WORK REQUIRED
Set down the lines of the data exactly, starting at the first and stopping after the line containing "--- a/soteria-rust/lib/builtins/core.ml".

DATA EXCERPTS
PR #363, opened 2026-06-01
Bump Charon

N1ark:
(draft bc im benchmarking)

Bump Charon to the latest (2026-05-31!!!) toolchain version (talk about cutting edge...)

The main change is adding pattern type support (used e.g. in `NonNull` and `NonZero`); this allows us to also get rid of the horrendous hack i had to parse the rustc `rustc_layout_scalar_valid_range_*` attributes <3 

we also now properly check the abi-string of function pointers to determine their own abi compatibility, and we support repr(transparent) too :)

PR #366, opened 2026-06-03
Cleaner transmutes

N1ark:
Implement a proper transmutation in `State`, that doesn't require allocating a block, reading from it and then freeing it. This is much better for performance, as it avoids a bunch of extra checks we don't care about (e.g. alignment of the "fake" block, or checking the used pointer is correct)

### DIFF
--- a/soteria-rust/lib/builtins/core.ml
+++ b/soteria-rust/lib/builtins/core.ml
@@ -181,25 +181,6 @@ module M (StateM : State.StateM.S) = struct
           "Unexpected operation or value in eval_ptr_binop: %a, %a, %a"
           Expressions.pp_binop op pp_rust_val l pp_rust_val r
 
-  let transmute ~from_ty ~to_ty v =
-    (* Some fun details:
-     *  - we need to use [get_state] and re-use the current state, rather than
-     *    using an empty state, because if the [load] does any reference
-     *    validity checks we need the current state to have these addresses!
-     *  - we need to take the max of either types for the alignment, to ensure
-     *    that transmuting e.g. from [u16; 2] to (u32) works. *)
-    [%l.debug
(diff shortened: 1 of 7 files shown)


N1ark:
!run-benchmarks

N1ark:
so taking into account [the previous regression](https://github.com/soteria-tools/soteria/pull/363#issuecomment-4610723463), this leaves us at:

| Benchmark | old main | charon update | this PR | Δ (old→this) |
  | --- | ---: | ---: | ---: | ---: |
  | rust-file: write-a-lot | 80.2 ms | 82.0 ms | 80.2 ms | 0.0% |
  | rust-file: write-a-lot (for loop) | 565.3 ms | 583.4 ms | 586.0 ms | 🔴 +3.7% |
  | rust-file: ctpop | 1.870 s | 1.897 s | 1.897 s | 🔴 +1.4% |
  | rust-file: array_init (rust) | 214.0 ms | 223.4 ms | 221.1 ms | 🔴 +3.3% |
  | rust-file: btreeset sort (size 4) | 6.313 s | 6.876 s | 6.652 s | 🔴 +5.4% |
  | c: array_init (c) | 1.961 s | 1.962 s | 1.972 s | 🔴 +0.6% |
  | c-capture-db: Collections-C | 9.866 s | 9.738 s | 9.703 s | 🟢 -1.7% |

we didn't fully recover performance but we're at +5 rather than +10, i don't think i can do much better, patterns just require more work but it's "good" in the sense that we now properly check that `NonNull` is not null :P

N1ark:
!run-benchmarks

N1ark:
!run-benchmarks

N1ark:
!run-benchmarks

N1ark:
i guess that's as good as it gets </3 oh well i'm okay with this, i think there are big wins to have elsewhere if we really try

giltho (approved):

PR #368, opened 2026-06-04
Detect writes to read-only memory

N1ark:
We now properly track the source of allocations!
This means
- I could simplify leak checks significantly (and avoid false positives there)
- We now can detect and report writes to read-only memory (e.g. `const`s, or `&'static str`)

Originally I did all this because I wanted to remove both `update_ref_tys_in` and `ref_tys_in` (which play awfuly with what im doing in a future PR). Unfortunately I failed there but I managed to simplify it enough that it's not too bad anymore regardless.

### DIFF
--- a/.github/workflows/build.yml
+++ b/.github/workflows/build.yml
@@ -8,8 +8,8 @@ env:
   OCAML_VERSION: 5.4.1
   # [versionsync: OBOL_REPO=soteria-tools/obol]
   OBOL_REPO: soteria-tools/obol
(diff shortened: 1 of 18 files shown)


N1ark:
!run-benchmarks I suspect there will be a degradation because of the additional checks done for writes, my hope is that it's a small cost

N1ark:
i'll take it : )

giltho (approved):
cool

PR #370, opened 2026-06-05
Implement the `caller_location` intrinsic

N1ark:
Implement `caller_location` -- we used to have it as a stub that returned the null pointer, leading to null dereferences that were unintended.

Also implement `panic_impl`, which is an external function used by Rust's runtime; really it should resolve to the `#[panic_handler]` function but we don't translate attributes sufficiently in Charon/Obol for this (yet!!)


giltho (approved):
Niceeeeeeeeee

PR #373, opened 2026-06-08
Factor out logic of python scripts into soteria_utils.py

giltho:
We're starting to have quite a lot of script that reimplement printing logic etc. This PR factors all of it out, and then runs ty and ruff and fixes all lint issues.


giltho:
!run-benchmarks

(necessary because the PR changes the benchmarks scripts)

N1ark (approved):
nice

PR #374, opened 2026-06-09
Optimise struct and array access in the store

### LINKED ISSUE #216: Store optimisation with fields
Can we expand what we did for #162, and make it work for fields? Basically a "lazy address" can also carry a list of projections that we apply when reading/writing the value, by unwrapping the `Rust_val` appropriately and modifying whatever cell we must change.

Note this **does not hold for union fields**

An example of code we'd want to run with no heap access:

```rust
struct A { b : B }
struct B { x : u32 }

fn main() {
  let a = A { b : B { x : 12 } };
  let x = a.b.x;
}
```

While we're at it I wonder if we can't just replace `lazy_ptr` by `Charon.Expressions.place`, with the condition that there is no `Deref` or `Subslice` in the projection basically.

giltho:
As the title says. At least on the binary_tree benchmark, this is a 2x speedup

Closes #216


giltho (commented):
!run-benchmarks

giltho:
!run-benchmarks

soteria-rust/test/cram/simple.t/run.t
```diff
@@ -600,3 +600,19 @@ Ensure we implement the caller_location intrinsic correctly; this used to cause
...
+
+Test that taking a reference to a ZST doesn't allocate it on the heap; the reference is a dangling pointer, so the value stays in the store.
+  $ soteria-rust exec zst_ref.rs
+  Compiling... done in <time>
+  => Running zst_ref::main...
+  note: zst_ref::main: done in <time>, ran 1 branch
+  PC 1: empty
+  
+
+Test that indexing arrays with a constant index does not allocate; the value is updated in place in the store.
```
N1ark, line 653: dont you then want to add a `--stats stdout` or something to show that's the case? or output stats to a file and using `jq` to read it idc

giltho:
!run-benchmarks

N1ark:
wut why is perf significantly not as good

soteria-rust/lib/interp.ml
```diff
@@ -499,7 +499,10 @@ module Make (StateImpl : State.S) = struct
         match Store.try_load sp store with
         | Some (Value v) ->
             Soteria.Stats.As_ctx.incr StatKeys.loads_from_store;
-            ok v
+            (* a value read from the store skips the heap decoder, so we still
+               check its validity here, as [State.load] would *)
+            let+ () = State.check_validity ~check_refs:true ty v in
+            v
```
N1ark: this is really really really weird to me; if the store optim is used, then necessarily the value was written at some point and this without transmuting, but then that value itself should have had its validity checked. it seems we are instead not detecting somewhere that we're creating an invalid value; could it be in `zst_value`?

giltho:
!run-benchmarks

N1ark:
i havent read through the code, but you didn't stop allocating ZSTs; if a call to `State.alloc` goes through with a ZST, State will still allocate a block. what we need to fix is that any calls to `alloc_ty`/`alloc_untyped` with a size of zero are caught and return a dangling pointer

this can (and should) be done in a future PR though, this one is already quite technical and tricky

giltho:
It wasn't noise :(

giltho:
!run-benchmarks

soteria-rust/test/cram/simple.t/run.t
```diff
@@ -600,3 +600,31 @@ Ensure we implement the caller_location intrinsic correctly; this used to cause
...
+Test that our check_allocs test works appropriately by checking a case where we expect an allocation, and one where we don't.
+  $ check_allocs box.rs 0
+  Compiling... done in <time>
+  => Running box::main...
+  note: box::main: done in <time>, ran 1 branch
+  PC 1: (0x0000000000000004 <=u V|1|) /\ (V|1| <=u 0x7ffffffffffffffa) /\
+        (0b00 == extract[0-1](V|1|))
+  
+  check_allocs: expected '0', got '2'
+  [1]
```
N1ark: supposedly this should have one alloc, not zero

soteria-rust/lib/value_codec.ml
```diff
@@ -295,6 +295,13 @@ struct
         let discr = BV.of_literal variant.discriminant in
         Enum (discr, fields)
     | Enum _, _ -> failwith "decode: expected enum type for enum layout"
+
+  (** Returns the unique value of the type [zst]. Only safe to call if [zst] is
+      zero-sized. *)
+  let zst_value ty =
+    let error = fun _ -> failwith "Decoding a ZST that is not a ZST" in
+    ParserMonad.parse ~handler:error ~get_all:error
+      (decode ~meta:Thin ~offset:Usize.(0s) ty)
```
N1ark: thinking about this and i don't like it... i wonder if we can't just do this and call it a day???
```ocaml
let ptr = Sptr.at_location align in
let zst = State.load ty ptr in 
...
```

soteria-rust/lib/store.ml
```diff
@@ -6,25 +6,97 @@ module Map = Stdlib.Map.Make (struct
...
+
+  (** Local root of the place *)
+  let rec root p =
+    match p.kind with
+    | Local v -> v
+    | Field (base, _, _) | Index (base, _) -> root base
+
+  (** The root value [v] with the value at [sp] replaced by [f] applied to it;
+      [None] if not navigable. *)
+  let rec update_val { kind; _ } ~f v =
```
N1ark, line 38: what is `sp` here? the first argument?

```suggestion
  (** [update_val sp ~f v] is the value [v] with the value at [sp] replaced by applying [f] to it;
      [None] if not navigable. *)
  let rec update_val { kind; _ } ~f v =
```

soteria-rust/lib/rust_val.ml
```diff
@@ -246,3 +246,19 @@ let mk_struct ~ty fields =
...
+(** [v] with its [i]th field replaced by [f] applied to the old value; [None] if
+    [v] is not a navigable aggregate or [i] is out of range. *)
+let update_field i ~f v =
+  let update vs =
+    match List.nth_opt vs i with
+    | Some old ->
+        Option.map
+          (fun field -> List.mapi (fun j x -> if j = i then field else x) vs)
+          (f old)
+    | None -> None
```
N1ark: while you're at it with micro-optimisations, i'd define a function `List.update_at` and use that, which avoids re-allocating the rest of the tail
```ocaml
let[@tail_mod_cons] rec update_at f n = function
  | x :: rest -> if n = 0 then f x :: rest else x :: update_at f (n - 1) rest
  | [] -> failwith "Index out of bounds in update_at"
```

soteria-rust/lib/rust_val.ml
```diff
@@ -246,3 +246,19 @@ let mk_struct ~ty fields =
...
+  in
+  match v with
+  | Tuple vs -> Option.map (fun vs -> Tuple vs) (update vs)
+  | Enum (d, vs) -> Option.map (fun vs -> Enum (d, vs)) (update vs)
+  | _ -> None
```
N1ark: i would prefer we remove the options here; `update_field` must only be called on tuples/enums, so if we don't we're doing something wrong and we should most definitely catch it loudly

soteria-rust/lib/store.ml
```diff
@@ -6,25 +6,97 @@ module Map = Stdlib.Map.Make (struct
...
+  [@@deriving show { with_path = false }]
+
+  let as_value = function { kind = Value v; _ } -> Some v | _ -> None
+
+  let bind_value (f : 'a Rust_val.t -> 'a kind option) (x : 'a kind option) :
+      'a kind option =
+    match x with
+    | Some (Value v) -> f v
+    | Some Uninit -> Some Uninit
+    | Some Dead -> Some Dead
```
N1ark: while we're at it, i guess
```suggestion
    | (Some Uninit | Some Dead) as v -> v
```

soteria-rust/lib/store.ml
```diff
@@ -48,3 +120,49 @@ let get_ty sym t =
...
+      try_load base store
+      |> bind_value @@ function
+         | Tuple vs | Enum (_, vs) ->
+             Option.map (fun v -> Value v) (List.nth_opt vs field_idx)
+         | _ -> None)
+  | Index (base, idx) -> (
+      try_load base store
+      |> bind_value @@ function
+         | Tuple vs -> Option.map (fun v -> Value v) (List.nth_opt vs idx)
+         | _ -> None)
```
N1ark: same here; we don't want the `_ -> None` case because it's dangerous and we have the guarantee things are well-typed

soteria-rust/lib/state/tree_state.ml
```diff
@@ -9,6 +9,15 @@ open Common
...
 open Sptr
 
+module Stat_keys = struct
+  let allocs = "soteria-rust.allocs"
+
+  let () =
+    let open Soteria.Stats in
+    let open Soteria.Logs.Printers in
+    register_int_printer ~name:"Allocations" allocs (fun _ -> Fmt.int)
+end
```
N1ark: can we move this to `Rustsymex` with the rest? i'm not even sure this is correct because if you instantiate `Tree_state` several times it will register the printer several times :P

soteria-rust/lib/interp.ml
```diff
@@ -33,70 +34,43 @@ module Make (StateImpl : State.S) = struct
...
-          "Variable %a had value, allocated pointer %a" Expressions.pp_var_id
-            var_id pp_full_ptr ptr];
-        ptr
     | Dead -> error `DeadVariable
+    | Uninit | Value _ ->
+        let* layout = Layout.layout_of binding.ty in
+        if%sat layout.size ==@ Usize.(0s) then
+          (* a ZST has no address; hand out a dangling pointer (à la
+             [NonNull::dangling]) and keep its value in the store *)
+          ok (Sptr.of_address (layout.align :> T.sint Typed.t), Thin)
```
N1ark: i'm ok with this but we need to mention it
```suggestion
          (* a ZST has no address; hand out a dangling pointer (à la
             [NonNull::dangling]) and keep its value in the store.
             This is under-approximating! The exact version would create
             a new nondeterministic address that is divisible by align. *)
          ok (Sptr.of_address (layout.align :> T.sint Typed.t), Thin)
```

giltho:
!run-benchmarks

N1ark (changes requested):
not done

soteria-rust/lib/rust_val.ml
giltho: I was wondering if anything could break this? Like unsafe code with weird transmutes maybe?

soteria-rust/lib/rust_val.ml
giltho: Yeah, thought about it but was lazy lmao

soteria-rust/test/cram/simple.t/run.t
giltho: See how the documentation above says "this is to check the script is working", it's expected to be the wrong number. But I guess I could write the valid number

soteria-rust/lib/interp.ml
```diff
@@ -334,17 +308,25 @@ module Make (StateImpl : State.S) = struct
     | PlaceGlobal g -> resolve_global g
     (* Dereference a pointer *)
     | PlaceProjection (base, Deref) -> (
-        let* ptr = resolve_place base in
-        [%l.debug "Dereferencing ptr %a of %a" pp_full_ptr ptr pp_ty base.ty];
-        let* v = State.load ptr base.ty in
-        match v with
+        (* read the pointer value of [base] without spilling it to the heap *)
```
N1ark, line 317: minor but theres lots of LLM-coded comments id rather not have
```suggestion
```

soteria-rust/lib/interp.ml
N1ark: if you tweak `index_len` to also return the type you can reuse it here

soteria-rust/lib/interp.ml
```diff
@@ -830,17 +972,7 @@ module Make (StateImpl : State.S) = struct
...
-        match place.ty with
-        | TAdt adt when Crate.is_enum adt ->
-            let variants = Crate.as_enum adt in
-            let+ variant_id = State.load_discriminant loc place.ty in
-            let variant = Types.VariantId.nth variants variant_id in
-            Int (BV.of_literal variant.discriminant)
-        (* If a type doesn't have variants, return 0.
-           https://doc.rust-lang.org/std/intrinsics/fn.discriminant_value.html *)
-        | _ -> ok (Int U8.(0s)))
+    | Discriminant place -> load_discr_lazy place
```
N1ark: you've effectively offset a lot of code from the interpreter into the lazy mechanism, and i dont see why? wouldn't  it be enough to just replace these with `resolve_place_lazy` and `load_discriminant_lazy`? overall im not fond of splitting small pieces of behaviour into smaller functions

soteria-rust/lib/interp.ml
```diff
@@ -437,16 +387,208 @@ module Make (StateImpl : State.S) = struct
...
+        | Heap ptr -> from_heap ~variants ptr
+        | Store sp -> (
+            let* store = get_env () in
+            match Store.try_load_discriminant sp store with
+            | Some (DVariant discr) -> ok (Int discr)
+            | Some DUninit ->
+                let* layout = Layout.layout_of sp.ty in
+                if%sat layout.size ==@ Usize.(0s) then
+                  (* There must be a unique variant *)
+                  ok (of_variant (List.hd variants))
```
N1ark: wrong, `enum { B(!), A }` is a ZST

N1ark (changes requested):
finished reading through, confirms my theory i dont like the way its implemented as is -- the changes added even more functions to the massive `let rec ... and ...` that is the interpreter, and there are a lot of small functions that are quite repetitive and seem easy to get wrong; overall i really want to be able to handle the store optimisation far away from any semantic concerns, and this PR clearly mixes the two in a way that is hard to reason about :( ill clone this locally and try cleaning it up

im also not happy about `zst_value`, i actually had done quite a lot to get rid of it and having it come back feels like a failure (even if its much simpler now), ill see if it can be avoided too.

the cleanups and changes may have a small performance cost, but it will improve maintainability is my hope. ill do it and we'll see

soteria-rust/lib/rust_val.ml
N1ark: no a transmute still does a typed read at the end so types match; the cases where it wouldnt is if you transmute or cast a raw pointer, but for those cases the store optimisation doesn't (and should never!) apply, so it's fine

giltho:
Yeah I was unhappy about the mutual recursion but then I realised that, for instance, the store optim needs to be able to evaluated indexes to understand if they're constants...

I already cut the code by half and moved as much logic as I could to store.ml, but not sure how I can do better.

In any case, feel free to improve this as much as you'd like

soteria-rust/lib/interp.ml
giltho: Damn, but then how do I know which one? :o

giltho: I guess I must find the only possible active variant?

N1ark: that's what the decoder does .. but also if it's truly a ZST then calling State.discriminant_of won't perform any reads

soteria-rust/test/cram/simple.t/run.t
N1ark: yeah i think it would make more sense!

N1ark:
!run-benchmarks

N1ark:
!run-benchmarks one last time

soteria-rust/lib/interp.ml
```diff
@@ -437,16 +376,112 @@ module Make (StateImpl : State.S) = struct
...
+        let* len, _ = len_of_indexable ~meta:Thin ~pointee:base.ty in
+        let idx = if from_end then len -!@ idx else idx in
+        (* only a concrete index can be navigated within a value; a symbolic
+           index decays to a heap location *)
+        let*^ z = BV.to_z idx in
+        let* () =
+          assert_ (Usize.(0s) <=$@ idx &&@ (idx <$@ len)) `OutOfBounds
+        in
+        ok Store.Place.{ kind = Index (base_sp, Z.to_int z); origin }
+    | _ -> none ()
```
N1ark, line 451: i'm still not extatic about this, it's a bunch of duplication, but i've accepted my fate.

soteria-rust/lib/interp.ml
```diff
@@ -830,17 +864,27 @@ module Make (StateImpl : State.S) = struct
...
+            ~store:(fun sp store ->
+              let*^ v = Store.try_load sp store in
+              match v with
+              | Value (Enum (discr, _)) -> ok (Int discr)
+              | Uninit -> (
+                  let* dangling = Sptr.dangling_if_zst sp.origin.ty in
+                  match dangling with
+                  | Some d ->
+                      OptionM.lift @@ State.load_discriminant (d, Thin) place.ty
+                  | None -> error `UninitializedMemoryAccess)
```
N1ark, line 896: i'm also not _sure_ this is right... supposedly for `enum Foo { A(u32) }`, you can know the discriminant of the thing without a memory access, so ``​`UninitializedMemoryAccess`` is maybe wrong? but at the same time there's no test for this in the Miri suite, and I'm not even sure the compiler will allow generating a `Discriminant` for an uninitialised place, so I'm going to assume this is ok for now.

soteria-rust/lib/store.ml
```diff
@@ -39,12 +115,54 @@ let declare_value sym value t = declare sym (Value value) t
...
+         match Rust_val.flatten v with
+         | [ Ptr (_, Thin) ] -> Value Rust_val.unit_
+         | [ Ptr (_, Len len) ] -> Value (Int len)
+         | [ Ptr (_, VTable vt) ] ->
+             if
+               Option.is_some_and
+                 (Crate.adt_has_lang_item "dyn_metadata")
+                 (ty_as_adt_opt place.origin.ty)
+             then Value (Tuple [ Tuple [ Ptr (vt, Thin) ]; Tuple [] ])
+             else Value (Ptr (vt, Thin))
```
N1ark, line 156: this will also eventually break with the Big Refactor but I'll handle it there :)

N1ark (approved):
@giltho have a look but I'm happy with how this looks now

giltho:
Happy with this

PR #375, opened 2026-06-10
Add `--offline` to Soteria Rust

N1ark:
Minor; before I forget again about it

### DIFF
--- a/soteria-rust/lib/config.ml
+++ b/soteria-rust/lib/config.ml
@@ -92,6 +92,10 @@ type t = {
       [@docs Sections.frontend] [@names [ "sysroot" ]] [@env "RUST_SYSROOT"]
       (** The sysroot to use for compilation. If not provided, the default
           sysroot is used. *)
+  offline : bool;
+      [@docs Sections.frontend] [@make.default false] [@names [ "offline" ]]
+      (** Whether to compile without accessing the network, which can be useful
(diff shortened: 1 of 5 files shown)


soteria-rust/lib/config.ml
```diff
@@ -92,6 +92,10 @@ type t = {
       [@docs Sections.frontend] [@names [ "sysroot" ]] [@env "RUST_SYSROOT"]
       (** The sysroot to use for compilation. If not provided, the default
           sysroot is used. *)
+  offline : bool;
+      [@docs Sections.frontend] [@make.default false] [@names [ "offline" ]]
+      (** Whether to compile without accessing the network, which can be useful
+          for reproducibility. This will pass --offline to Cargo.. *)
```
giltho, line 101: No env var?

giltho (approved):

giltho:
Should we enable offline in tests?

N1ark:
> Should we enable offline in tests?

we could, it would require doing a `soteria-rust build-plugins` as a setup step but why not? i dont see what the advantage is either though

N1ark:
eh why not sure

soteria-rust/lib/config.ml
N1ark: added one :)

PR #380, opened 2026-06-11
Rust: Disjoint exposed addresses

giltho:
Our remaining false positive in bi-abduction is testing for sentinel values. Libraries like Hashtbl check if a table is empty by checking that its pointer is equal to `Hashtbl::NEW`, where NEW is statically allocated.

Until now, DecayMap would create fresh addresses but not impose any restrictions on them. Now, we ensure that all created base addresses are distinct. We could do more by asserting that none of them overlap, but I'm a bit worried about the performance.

EXPECTED OUTPUT
PR #363, opened 2026-06-01
Bump Charon

N1ark:
(draft bc im benchmarking)

Bump Charon to the latest (2026-05-31!!!) toolchain version (talk about cutting edge...)

The main change is adding pattern type support (used e.g. in `NonNull` and `NonZero`); this allows us to also get rid of the horrendous hack i had to parse the rustc `rustc_layout_scalar_valid_range_*` attributes <3 

we also now properly check the abi-string of function pointers to determine their own abi compatibility, and we support repr(transparent) too :)

PR #366, opened 2026-06-03
Cleaner transmutes

N1ark:
Implement a proper transmutation in `State`, that doesn't require allocating a block, reading from it and then freeing it. This is much better for performance, as it avoids a bunch of extra checks we don't care about (e.g. alignment of the "fake" block, or checking the used pointer is correct)

### DIFF
--- a/soteria-rust/lib/builtins/core.ml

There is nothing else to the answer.